Joe Jackson wrote a post on his website complaining that none of his relatives want to see him. He didn’t mention this is because many of them regularly appear on Oprah to acknowledge how he beat the crap out of them. Jackson lives in a modest condo in Vegas. He’s had four strokes. He probably deserves more. When he was recovering in the hospital Janet was the only one who visited him, probably in a failed attempt to pull the plug or raid his old sheet music for song ideas. Jackson ekes out a meager existence trying to cash in on his deceased son’s name, who stipulated in his will that Joe Jackson be escorted to an international territory where he could be lawfully murdered by chimps. Joe refuses to admit wrongdoing while copping a plea for the affection of those who hate him. My money says that strategy is likely to fail at the rate of Jackson’s nervous system. His only hope is that Jamie Foxx makes a Jackson biopic and pays Joe to reveal the secret of getting his evil cartoon mustache so thin.
After a series of private discussions, the Jackson family have decided to bury Michael to sue the people responsible for Michaels death. Just as soon as they figure out who that might be, if indeed it was anyone. Radar Online says…
While the Jacksons are likely plaintiffs, it is unknown at this point who the defendant or defendants would be … family members are taking a hard look at the doctors who treated Michael and want to sue whether or not the doctors face criminal charges. (A source says), “They are determined to sue, even if there is no arrest.”

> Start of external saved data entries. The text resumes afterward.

PR #141, opened 2025-02-20
feat: rgb, v2

gselzer:
This PR revives the work done in #41, but updated for the new viewer. I'm guessing that the design can be further refined, and there are more bugs to be ironed out.

image

Still lots of cleaning, testing, bugfixing to do. Notably, there were many comments on #41 that should be gone through and addressed here.


src/ndv/data.py
```diff
@@ -144,3 +145,16 @@ def cosem_dataset(
...
+    img = np.zeros((4, 256, 256), dtype=np.uint8)
+
+    for x in range(256):
+        for y in range(256):
+            img[0, x, y] = x
+            img[1, x, y] = y
+            img[2, x, y] = 255 - x
+            img[3, x, y] = int(sqrt((x - 128) ** 2 + (y - 128) ** 2))
+
+    return img
```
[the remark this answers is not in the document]
tlambert03: I'd be happy only using astronaut, but if you find this one useful for debugging, then I don't mind leaving it in (but add to the docstring when someone might want to use it)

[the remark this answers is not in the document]
gselzer: Hmm, well I just wrote a commit deleting it, however I'm now realizing that there's no existing dataset with an alpha channel...so I added it back in 3761b9b, but augmented it into a 3D RGB dataset (with a short docstring).

gselzer:
@tlambert03 I'm generally happy with the functionality here and would appreciate your thoughts and high-level review. Couple points I'd like your opinions on:
* I've changed the `LutKey` type alias into `ChannelKey`, which now is basically anything `Hashable`. The reason that I need this is because I need a specific identifier for RGB mode - it cannot be an integer, and must be differentiable from `None` - to trigger an appropriate RGB `LutView` and to correctly slice (read: *not* slice) the data. However this typing may be too broad - what do you think?
* On a broader level, I'm not quite satisfied with how much RGB mode gets special-cased - in a sense, it needs special casing because it's the only mode we (want to) support where the channels must be combined for meaning - but it would be nice to minimize the special cases.
* The histogram right now is lacking because there's no special RGB support - I'm thinking this may best be solved in another PR, because it's not technically wrong right now.
* There's an obnoxious case where, if you do not specify RGB mode on viewer construction (i.e. remove the data model from being passed to `imshow` in the new example, you'll start out in composite mode where the channel is one of the visible axes. I try to make switching to RGB do the right thing and change the visible axes (in `_ArrayDataDisplayModel._on_channel_mode_change`), but then there's no way to go back to the previously shown axes. This feels unfortunate/wrong (hence the leftover `FIXME`), but maybe it's just necessary?

gselzer:
@tlambert03 did you ever get a chance to take a look at this?

src/ndv/models/_data_display_model.py
```diff
@@ -245,27 +262,26 @@ def request_sliced_data(
...
         vis_ax = req.visible_axes
         t_dims = vis_ax + tuple(i for i in range(data.ndim) if i not in vis_ax)
 
-        if (ch_ax := req.channel_axis) is not None:
-            ch_indices: Iterable[Optional[int]] = range(data.shape[ch_ax])
+        data_response: dict[ChannelKey, np.ndarray] = {}
+        ch_ax = req.channel_axis
+        # For RGB and Grayscale - keep the whole array together
+        if self.display.channel_mode == ChannelMode.RGBA:
+            data_response["RGB"] = data.transpose(*t_dims).squeeze()
```
tlambert03, line 277: one reason for making this a static method was that i imagine this method coming off of this class eventually, to a global executor that receives data requests and returns data responses.  So, ideally, the `DataRequest` itself should contain *all* of the information needed to return a response (there should be no external state required, like `self.display.channel_mode`.  Id rather change the request object itself if needed.  Can we do that here?

src/ndv/views/bases/_array_view.py
```diff
@@ -65,7 +65,7 @@ def hide_sliders(
         self, axes_to_hide: Container[Hashable], *, show_remainder: bool = ...
     ) -> None: ...
     @abstractmethod
-    def add_lut_view(self, channel: ChannelKey) -> LutView: ...
+    def add_lut_view(self, key: ChannelKey = None) -> LutView: ...
```
tlambert03, line 68: do we call this anywhere with no arguments?

src/ndv/views/_vispy/_array_canvas.py
```diff
@@ -52,7 +52,7 @@ def data(self) -> np.ndarray:
             return self._visual._last_data  # type: ignore [no-any-return]
 
     def set_data(self, data: np.ndarray) -> None:
-        if not data.ndim == self._ndim:
+        if data.ndim not in {2, 3}:
```
tlambert03, line 55: this does now leave open the possibility of erroneously trying to set a Volume with 2d data right?

examples/rgb.py
```diff
@@ -0,0 +1,5 @@
+import ndv
+from ndv.models import ArrayDisplayModel
+
+display = ArrayDisplayModel(channel_mode="rgb")
```
tlambert03, line 4: I do think a little magic is acceptable here.  if someone uses `imshow(data.astronaut())`, it should look better than it currently does.  (this is also true on `main` for what it's worth... where it looks like we're not yet seeing that a YXC image has channel_axis 2).  So, if you want to add a little logic that picks "channel_mode=rgb" if someone hasn't explicitly set the channel mode or channel axis, and if the last axis has length 3 or 4

tlambert03 (approved):
beyond the few small comments, i think everything in here looks good!  nice job adding a  new feature with minimal lines :)

src/ndv/models/_data_display_model.py
gselzer: Good point - reverted to a static method in 4f388c3

src/ndv/views/bases/_array_view.py
gselzer: ...not anymore! I think I had a default in early on in this effort, but removed it in 0b688d5

src/ndv/views/_vispy/_array_canvas.py
gselzer: Uh, yes, probably. Fixed in 41479b0

examples/rgb.py
gselzer: Let me know what you think about the magic in 5ce2960 (plus the fix in 54b9a55) - took a little more massaging than I hoped but seems to work!

tlambert03:
remaining segfaults do seem to be specific to this PR.  locally, I can run `make test extras=pyqt,pygfx py=3.10` over and over on main with no issue, and this PR is giving segfault each time.  Will try to dig

tlambert03:
when running with lldb, I get this:

```
tests/test_examples.py::test_example[rgb.py] Process 56522 stopped
* thread #1, queue = 'com.apple.main-thread', stop reason = EXC_BAD_ACCESS (code=1, address=0x27c)
    frame #0: 0x0000000129340fa4 QtWidgets`QWidgetPrivate::drawWidget(QPaintDevice*, QRegion const&, QPoint const&, QFlags<QWidgetPrivate::DrawWidgetFlag>, QPainter*, QWidgetRepaintManager*) + 3152
QtWidgets`QWidgetPrivate::drawWidget:
->  0x129340fa4 <+3152>: ldr    w9, [x8, #0x228]
    0x129340fa8 <+3156>: tbnz   w9, #0x1e, 0x129340fd4 ; <+3200>
    0x129340fac <+3160>: ldrh   w8, [x23, #0x18]
    0x129340fb0 <+3164>: cbnz   w8, 0x129340fe4 ; <+3216>
(lldb)  bt
* thread #1, queue = 'com.apple.main-thread', stop reason = EXC_BAD_ACCESS (code=1, address=0x27c)
  * frame #0: 0x0000000129340fa4 QtWidgets`QWidgetPrivate::drawWidget(QPaintDevice*, QRegion const&, QPoint const&, QFlags<QWidgetPrivate::DrawWidgetFlag>, QPainter*, QWidgetRepaintManager*) + 3152
    frame #1: 0x000000012933ffe0 QtWidgets`QWidgetPrivate::paintOnScreen(QRegion const&) + 404
    frame #2: 0x000000012933fdb8 QtWidgets`QWidgetPrivate::syncBackingStore() + 196
    frame #3: 0x00000001293512f0 QtWidgets`QWidget::event(QEvent*) + 1420
    frame #4: 0x0000000128ab1160 QtWidgets.abi3.so`sipQWidget::event(QEvent*) + 224
    frame #5: 0x0000000129300298 QtWidgets`QApplicationPrivate::notify_helper(QObject*, QEvent*) + 336
    frame #6: 0x0000000129301d18 QtWidgets`QApplication::notify(QObject*, QEvent*) + 3260
    frame #7: 0x0000000128a995d0 QtWidgets.abi3.so`sipQApplication::notify(QObject*, QEvent*) + 248
    frame #8: 0x000000012845e390 QtCore`QCoreApplication::notifyInternal2(QObject*, QEvent*) + 200
    frame #9: 0x000000012845f49c QtCore`QCoreApplicationPrivate::sendPostedEvents(QObject*, int, QThreadData*) + 532
    frame #10: 0x000000012e86914c libqcocoa.dylib`___lldb_unnamed_symbol1725 + 360
    frame #11: 0x000000012e867800 libqcocoa.dylib`___lldb_unnamed_symbol1718 + 1008
```


so there's something going on during the paint event

tlambert03:
wow... i think i might have fixed it with [this change](https://github.com/pyapp-kit/ndv/pull/141/commits/7929362a6f7b8789a73433a53e42a99c85739b41#diff-e52e4ddd58b7ef887ab03c04116e676f6280b824ab7469d5d3080e5cba4f2128R64).  What I think is happening is that running `examples/rgb.py`, on pygfx, hits the warning in the LutView:

```
/Users/talley/dev/self/ndv/src/ndv/views/bases/_lut_view.py:93: UserWarning: Cannot set colormap on an RGB image
  self.set_colormap(model.cmap)
```

I believe that warning was getting upcast in tests to an exception.  For some reason, simply letting the application process events (where it would have called `exec()` is enough to let it fail gracefully).

However, it raises a new point.  @gselzer, it probably shouldn't show a warning to simply call `ndv.imshow(ndv.data.rgba())`, so perhaps that pygfx warning is either too much?  or we should make it a bit more specific such that it only warns if the user is somehow specifically trying to do something they shouldn't (which, i think might be a bit hard to detect at the moment).  I'm fine just removing the warning...

tlambert03:
one more thing, could we add a simple test (in addition to the example test) in `test_controller` that adds an RGB image, and asserts some basic things, such as that the magic is working.

gselzer:
> However, it raises a new point. @gselzer, it probably shouldn't show a warning to simply call `ndv.imshow(ndv.data.rgba())`, so perhaps that pygfx warning is either too much?

Yeah, it's probably too much - I'm a fan of silently ignoring changes to the colormap.

> one more thing, could we add a simple test (in addition to the example test) in `test_controller` that adds an RGB image, and asserts some basic things, such as that the magic is working.

Sure! I can give that a shot tomorrow!

gselzer:
@tlambert03 I've added a RGB magic test, and have removed the warning for setting the cmap on an RGB image. I additionally noticed that the wx/jupyter RGB lut views had a misplaced label (likely from the `main` merge), and fixed them.

This took a lot longer than I thought, as I was plagued by qt widget leaks. I'm fairly certain they're coming from the `_QLutView` itself (specifically from the cmap combo box), however I was not successful in pinpointing the issue. I'm pretty sure they arise anytime we create an `ArrayView` with data passed through the constructor (calling `ArrayViewer._fully_synchronize_view`), which is a pathway that we haven't tested explicitly without allowing leaks. Maybe something to look at in the future...

tlambert03:
> I'm fairly certain they're coming from the _QLutView itself (specifically from the cmap combo box), however I was not successful in pinpointing the issue. I'm pretty sure they would also arise anytime we create an ArrayView with data passed through the constructor (calling ArrayViewer._fully_synchronize_view), but we don't ever test this pathway without allowing leaks. Maybe something to look at in the future...

thanks, that's a great lead

src/ndv/controllers/_array_viewer.py
```diff
@@ -563,7 +598,15 @@ def _get_values_at_world_point(self, x: int, y: int) -> dict[ChannelKey, float]:
         values: dict[ChannelKey, float] = {}
         for key, ctrl in self._lut_controllers.items():
             if (value := ctrl.get_value_at_index((y, x))) is not None:
-                values[key] = value
+                # Handle RGB
+                if key == "RGB" and isinstance(value, np.ndarray):
```
tlambert03, line 602: just nothing for the future.  I don't love the addition of another special unique key here (I recognize that `None` was already that, and I don't have an immediate alternate suggestion at the moment).  absolutely fine for now, and maybe forever... just noticed it :)

tlambert03 (approved):
LGTM!

src/ndv/controllers/_array_viewer.py
gselzer: Yeah...I'm also not a fan, as I mentioned [here](https://github.com/pyapp-kit/ndv/pull/141#issuecomment-2675830703), but I wrote that for lack of a better option...very open to improving it later!

tlambert03: Ah yes sorry I forgot you pointed that out.  Agreed though, it’s a fine workaround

Joe Jackson is leading the family charge on this, says the source, but Jermaine, Tito, Marlon and LaToya are with him.
That may seem like an all-star team of retards, but they’re serious, and Joe has already filed paperwork with the courts announcing his intentions. Although the paperwork was just a drawing of Joe holding bags with dollar signs on them next to a stick figure of Michael with X’s for eyes. There was also a hot tub filled with “bitches”, and above all that was a plane and a fire-breathing dragon. It’s not clear if Joe plans on getting a dragon proof plane or a dragon to guard his plane or a dragon to attack other peoples planes, but keep in mind this was just the first draft.
(UPDATE NOTE – um, feel free to email me when I do things like post the wrong video. you’re supposed to stop me before I make an ass out of myself, ya know)
Joe Jackson was on Larry King last night, along with Eddie Murphy in character as “Joes Friend”, and these clips are awesome but not as good as the live show with captions because then you could watch that poor son of a bitch try to translate Joes mumbled gibberish into some language from earth.
In just the first two minutes he says “the fire truck was followin the amalance” and “I’m tortofa tough person myself”, and you know the caption typing guy just shit his pants, knowing full well he had 58 more minutes of this to come. I would have tapped out right there. The screen would have said, “Amalance? AMALANCE? C’mon WTF?”